We call tables like this contingency tables or sometime cross tabs.
table(mydata[c("educ","kidslt6")]) # counts
## kidslt6
## educ 0 1 2 3
## 5 4 0 0 0
## 6 6 0 0 0
## 7 5 2 1 0
## 8 28 2 0 0
## 9 20 5 0 0
## 10 37 5 2 0
## 11 36 6 1 0
## 12 308 65 8 0
## 13 36 4 2 2
## 14 40 8 3 0
## 15 9 2 2 1
## 16 43 12 2 0
## 17 34 7 5 0
Now, presenting thisin terms of percentages is even more important.

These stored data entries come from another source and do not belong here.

PR #3338, opened 2026-08-31
feat(APICP): add wizard-based REST API creation flow

ShavinAnjithaAlpha:
## Purpose

The API Control Plane portal needs a guided way to create an API. Creating one involves several unrelated decisions. What kind of API it is, where its definition comes from, and how it is configured and asking for all of them on one screen makes the flow hard to follow and easy to get wrong.

Resolves https://github.com/wso2-enterprise/apim-saas/issues/2897, https://github.com/wso2-enterprise/apim-saas/issues/2931

## Goals

- A stepped wizard that asks one thing at a time: API type → how to define it → configure and create.
- Support bringing an existing OpenAPI contract from wherever it already lives, and tell the user up front when that contract won't work.
- Show what is happening while the API is created, and let a failed attempt be retried without re-entering the form.

## Approach

**`apis/create/` - the creation wizard**

`ApiCreationWizard` owns the three steps and the draft state each step contributes to. Steps are navigable, so going back doesn't lose what was already filled in.

- **Step 1 - API type.** REST is selectable; WebSocket, GraphQL, WebSub and gRPC are listed but disabled, so the shape of the product is visible rather than hidden.
- **Step 2 - define the API.** Two approaches sharing one preview pane:
  - *Start with a contract* — import from a URL, a file upload, a GitHub repository (with a directory browser for picking the spec out of a tree), or SwaggerHub (org/API/version lookup).
  - *Design from scratch* — starts from a default OpenAPI skeleton to edit.

Imported documents are validated before the wizard moves on: dialect support (OpenAPI 3.0/3.1, Swagger 2.0), missing `paths`/operations/title/version, bad path keys, external `$ref`s, and a size ceiling. Errors block the import, warnings let it through. Both surfaced as a readable issue list. Name, version, context, upstream and operations are read off the accepted document and pre-fill the next step.
- **Step 3 - configure and create.** A validated form over the pre-filled draft (display name, identifier with availability check, version, base path, description, upstream URL), submitting through the `useCreateRestApi` hook.
- **Progress screen.** Replaces the form on submit with staged progress (validating → creating → finalizing → done), then redirects to the created API. On failure it offers retry or back-to-form, with the submitted values still intact.

image

image

image

image

image

**Also in this PR (supporting refactors)**

- APIs pages organized into `create/`, `listing/`, `overview/`, `develop/` with grid/list views and shared display helpers, on the new data access layer hooks.
- Gateways pages reworked: grid + list views, simplified gateway card, detail page made consistent with the other portals, and a create page with form controls and field validation.
- Projects/organization pages restructured; `@` absolute-import alias configured in TypeScript and Vite.
- Deployments, Policies, Routing, System pages integrated with the new data access layer and add i18n support for related components.
- Refactored the Insight Menu Panels to route users to the external Moesif portal.
- Removed the old mvp data access layer entirely.

## User stories

- As an API developer, I want to create an API by importing an existing OpenAPI contract from a URL, file, GitHub or SwaggerHub.
- As an API developer, I want to be told why a contract was rejected before I get to the end of the flow.
- As an API developer, I want to start from a blank skeleton when I have no contract yet.
- As an API developer, I want to see that creation is in progress, and retry without losing what I entered if it fails.

## Documentation

N/A -> portal UI change; no new configuration or API surface that needs product documentation.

prop.table(table(mydata[c("educ","kidslt6")]) ) # percentages
## kidslt6
## educ 0 1 2 3
## 5 0.0053 0.0000 0.0000 0.0000
## 6 0.0080 0.0000 0.0000 0.0000
## 7 0.0066 0.0027 0.0013 0.0000
## 8 0.0372 0.0027 0.0000 0.0000
## 9 0.0266 0.0066 0.0000 0.0000
## 10 0.0491 0.0066 0.0027 0.0000
## 11 0.0478 0.0080 0.0013 0.0000
## 12 0.4090 0.0863 0.0106 0.0000
## 13 0.0478 0.0053 0.0027 0.0027
## 14 0.0531 0.0106 0.0040 0.0000
## 15 0.0120 0.0027 0.0027 0.0013
## 16 0.0571 0.0159 0.0027 0.0000
## 17 0.0452 0.0093 0.0066 0.0000
You can see that almost 41% of women in the sample had 12 years of
education and no children younger than 6 (educ==12
and
kidslt6 == 0
).
When you show percentages/proportions with multiple variables then
you will often want to see conditional probabilities. Say, given a women
has high school education (educ==12
), what is the
probability of that women having no children younger than 6
(kidslt6 == 0
).
The following line of code does give you that result, but what should
you replace the “XXXX” with? With “1” or with “2”? Use the help function
to understand (?prop.table
).
prop.table(table(mydata[c("educ","kidslt6")]), margin = XXXX ) # conditional percentages
When you get it right you should get the following table:
## kidslt6
## educ 0 1 2 3
## 5 1.000 0.000 0.000 0.000
## 6 1.000 0.000 0.000 0.000
## 7 0.625 0.250 0.125 0.000
## 8 0.933 0.067 0.000 0.000
## 9 0.800 0.200 0.000 0.000
## 10 0.841 0.114 0.045 0.000
## 11 0.837 0.140 0.023 0.000
## 12 0.808 0.171 0.021 0.000
## 13 0.818 0.091 0.045 0.045
## 14 0.784 0.157 0.059 0.000
## 15 0.643 0.143 0.143 0.071
## 16 0.754 0.211 0.035 0.000
## 17 0.739 0.152 0.109 0.000
The probability that a women with 12 years of education has no children younger than 6 years old is 80.8%.
Here you have learned how to calculate summary statistics to particular variables in a dataset. How to restrict your calculation to particular rows n the dataset and importantly how to produce contingency tables.